= Beginning of Section =

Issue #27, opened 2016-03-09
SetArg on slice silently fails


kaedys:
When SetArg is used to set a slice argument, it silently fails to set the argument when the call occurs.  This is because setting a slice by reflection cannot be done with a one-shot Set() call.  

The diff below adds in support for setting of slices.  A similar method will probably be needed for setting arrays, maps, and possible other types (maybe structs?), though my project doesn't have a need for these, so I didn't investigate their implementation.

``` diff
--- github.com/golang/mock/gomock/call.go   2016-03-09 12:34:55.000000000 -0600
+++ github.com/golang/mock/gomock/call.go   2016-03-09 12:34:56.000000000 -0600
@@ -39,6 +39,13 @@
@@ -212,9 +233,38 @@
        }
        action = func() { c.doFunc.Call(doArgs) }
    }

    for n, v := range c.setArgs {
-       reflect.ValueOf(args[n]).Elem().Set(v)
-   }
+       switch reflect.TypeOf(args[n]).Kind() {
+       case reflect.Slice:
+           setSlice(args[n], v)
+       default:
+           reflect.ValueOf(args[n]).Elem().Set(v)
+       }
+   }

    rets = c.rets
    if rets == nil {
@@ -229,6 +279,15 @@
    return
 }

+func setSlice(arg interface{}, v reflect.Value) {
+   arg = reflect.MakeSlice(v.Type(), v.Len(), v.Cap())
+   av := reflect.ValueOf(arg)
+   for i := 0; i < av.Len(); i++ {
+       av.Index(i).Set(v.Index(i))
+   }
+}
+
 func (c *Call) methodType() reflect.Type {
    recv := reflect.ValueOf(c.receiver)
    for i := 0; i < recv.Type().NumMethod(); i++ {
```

= End of Section =

To do
The entries above are to be transcribed in full and without error.

Your solution
Issue #27, opened 2016-03-09
SetArg on slice silently fails


kaedys:
When SetArg is used to set a slice argument, it silently fails to set the argument when the call occurs.  This is because setting a slice by reflection cannot be done with a one-shot Set() call.  

The diff below adds in support for setting of slices.  A similar method will probably be needed for setting arrays, maps, and possible other types (maybe structs?), though my project doesn't have a need for these, so I didn't investigate their implementation.

``` diff
--- github.com/golang/mock/gomock/call.go   2016-03-09 12:34:55.000000000 -0600
+++ github.com/golang/mock/gomock/call.go   2016-03-09 12:34:56.000000000 -0600
@@ -39,6 +39,13 @@
@@ -212,9 +233,38 @@
        }
        action = func() { c.doFunc.Call(doArgs) }
    }

    for n, v := range c.setArgs {
-       reflect.ValueOf(args[n]).Elem().Set(v)
-   }
+       switch reflect.TypeOf(args[n]).Kind() {
+       case reflect.Slice:
+           setSlice(args[n], v)
+       default:
+           reflect.ValueOf(args[n]).Elem().Set(v)
+       }
+   }

    rets = c.rets
    if rets == nil {
@@ -229,6 +279,15 @@
    return
 }

+func setSlice(arg interface{}, v reflect.Value) {
+   arg = reflect.MakeSlice(v.Type(), v.Len(), v.Cap())
+   av := reflect.ValueOf(arg)
+   for i := 0; i < av.Len(); i++ {
+       av.Index(i).Set(v.Index(i))
+   }
+}
+
 func (c *Call) methodType() reflect.Type {
    recv := reflect.ValueOf(c.receiver)
    for i := 0; i < recv.Type().NumMethod(); i++ {
```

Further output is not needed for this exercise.